# Calculate $\int_0^{\infty } \left(x-\log \left(e^x-x\right)\right) \, dx$

Calculate the following integral: $$\int_0^{\infty} \left(x-\log \left(e^x-x\right)\right) \ \mathrm{d}x.$$

For recreational purposes, I calculate several interesting integrals, and I came across this case that blocks me.

One can immediately notice that $\log \left(e^x-x\right)\sim_{+\infty} x$ (since $\lim_{x\to +\infty}\frac{x}{\log(e^x-x)}=1$).
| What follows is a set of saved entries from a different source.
PR #65, opened 2022-02-21
Tryout to generate patchdiff ops on-the-fly

berendkleinhaneveld:
I've taken a very naive and explorative approach to generating patchdiff ops. There are tons of problems with this, but I guess that that is exactly what I wanted to figure out: what would we want from the generated ops and how are we going to achieve that?

I started out with adding another argument `ops` to the callback function, so that you can receive the actual patchdiff ops next to the `new` and `old` value. Already the first problem with this is: within the watcher expression, there could be any type of expression, while we can only easily generate `ops` for the changes in the underlying reactive data structures. So the `ops` returned here might not map directly to the `old` and `new` values...

Then there is another problem: how do you keep track of the 'paths' for the `ops`?

### DIFF
--- a/observ/dep.py
+++ b/observ/dep.py
@@ -22,6 +22,29 @@ class Dep:
         if self.stack:
             self.stack[-1].add_dep(self)
 
-    def notify(self) -> None:
+    def notify(self, ops=None) -> None:
         for sub in sorted(self._subs, key=lambda s: s.id):
-            sub.update()
+            sub.update(ops)
+
+
+class Path:
+    stack = []
+
+    @classmethod
+    def put(cls, obj, component):
+        # Maybe try to start building the path from the
+        # object that is returned in the lambda? Is that
+        # even possible?
+        if (id(obj), component) in cls.stack:
+            # Should maybe clear from that index?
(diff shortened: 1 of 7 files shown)


Korijn:
I would propose solving this with an independent set of proxies, instead of mixing the implementations. The purpose is subtly different and requires a different tracking approach as you found out.

Take some inspiration from [Immer.js](https://immerjs.github.io/immer/), provides a single API `produce`, which takes a state object and a mutator function. The object is shallowly converted to a proxy, and on every "get", the resulting object is lazily converted to a proxy as well, and a global stack is updated to track the current path. On every "set" you emit a patch object.

Immer.js does some more things, as it also returns the mutated object, but the original object is kept intact, without making a deepcopy ("structural sharing"). It probably means you need to shallowly clone collections (and all their parents) right before they are mutated via a "set", and track which parts have been replaced already so you don't redundantly do that over and over again.

Korijn:
Thinking about it some more, you have to let the mutator function alter the structure (you can't get away with only emitting patch objects). So you have to do the full blown implementation as described above in one go, I think.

But I am unable to calculate the indefinite integral of this function or to establish the value of this improper integral in any other way.

Nevertheless, it is of course possible to calculate the result numerically ($\approx 1.15769475$) to an arbitrary precision, but I am more interested in the exact value and the method to get it.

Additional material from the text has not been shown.